(Records from a data collection)
==*==

PR #2015, opened 2025-04-02
Unify constraint handling for `AutoContinuous`, `AutoDelta`, `AutoNormal`.

tillahoffmann:
This PR unifies constraint handling for several auto guides. In short, distributions for all variables in the guide are constructed in unconstrained space. If the variable has non-real support, the distribution is transformed.

The original motivation was to ensure that the support of random variables in the guide and model match. `AutoDelta` and `AutoContinuous` did not meet that requirement because they use `Delta` distributions in constrained space.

==*==

**WHAT TO PRODUCE:** The total wanted is the number of lines in the entries above that contain "space". Give it alone.

**WRITTEN REPLY:** 2